• _Your assignment_
In the entries below, find each line with the string "lodash" and copy it.
(Data records)
PR #950, opened 2018-02-27
@mzikherman => Search fairs by [:ids]

eessex:
Very similar to https://github.com/artsy/metaphysics/pull/949, adds `:ids` param to Fairs endpoint.


eessex:
Gravity is deployed and this is functional now

PR #955, opened 2018-02-28
[AC-4] Add attribution_class related fields to artwork

oxaudo:
https://artsyproduct.atlassian.net/browse/AC-4 requests us to display classification on artwork page. We have multiple strings that need to be associated with each attribution_class value.

Seems like so far the convention was to just hardcode relevant string into files here. In this case all of this looks pretty ugly and repetitive. Definitely open to refactor suggestions here. But so far just gets the values across...


src/schema/artwork/index.js
```diff
@@ -122,6 +122,88 @@ export const artworkFields = () => {
     category: {
       type: GraphQLString,
     },
+    attribution_class: {
+      type: GraphQLString,
+      description: "Attribution class as classification name",
+      resolve: artwork => {
```
mzikherman: #minor but the signature can be written as `resolve: ({ attribution_class }) => {` and you can drop the `artwork.` part in the function. Up to you!

src/schema/artwork/index.js
```diff
@@ -122,6 +122,88 @@ export const artworkFields = () => {
...
+        if (artwork.attribution_class) {
+          return capitalizeFirstCharacter(artwork.attribution_class)
+        }
+      },
+    },
+    attribution_class_hover: {
```
mzikherman: I'm thinking the naming here should maybe drop the `_hover` part (since that's a function of the current UI), and maybe be `attribution_class_info` or something?

mzikherman:
One thought looking at the proposed schema, is that we don't have to be limited to mimic-ing the Gravity API response (ie- flat schema/long-ish and potentially repetitive field names).

How about something like:

```
artwork(id: "andy-warhol-skull") {
  attribution {
    class
    info
    description(type: "short")
    description(type: "long")
  }
}
```

You see where I'm going with this, we can be flexible with the schema to group related items together, etc. - take a look and see what you think!

src/schema/artwork/index.js
```diff
@@ -122,6 +122,88 @@ export const artworkFields = () => {
...
+      type: GraphQLString,
+      description: "Descriptive sentance used as companion for attribution class name display",
+      resolve: artwork => {
+        switch (artwork.attribution_class) {
+          case "editioned multiple": return "High quantity editions, without direct artist involvement."
```
mzikherman: It might be cleaner to have a JSON file here with the info, similar to the spec above.

We already do that for a few things, here's an example file: https://github.com/artsy/metaphysics/blob/master/src/lib/auction_records_trusted.json

Then you can just `require(...)` it.

src/schema/artwork/__tests__/artwork.test.js
```diff
@@ -1,4 +1,5 @@
 import { assign } from "lodash"
+import _ from "lodash"
```
anandaroop: Could be combined with line above — `import { assign, keys }` …

src/schema/artwork/index.js
```diff
@@ -122,6 +122,88 @@ export const artworkFields = () => {
...
+      description: "Attribution class as classification name",
+      resolve: artwork => {
+        if (artwork.attribution_class) {
+          return capitalizeFirstCharacter(artwork.attribution_class)
+        }
+      },
+    },
+    attribution_class_hover: {
+      type: GraphQLString,
+      description: "Descriptive sentance used as companion for attribution class name display",
```
anandaroop: #minor "sentance" &rarr; "sentence", but also maybe it's just a "phrase" not a full sentence

src/schema/artwork/index.js
anandaroop: Agree, maybe `hint` so that it's not tied to a specific kind of device?

oxaudo:
Thanks @mzikherman for recs here.

@anandaroop and myself thought about having this attribution as one object here as opposed to combination of different attribution related fields as you've suggested above. The issue with this (maybe) is that in our case different attributes will be used on different pages. Artwork page will need short and long description and bricks on the rest of the pages will use name and hover. My thinking was that it might be better to only get the attributes needed if they defined as separate attributes.
Not sure it's enough benefit rather than keeping all attribution related stuff in one obj.

src/schema/artwork/index.js
oxaudo: 👍

anandaroop:
Yeah @oxaudo I think we were not thinking "graphql-y" enough when we had that earlier chat. The beauty of it is you only request the fields you need for your client's response, anything from 

```
artwork(id: "cow-55") {
  attribution_class { 
    name
  }
}
```

all the way up to the full enchilada that Matt wrote out above.

oxaudo:
@mzikherman, @anandaroop - Attempted to refactor this addressing your comments above. Probably still off track in places, but bear with me:) It's my first pr here...

src/schema/types/attribution_class.js
```diff
@@ -0,0 +1,33 @@
+import {
```
mzikherman: We're a bit inconsistent on where we put these, would you mind moving to `src/schema/artwork` folder? That way attribution and all those other 'partials' are colocated with the `index` which uses all of them.

src/schema/types/attribution_class.js
```diff
@@ -0,0 +1,33 @@
...
+  GraphQLObjectType,
+  GraphQLString,
+  GraphQLNonNull,
+} from "graphql"
+
+const AttributionClass = new GraphQLObjectType({
+  name: "AttributionClass",
+  description: "Collection of fileds that describe attribution class",
```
(End Data records)
• _Output below_
 import { assign } from "lodash"
+import _ from "lodash"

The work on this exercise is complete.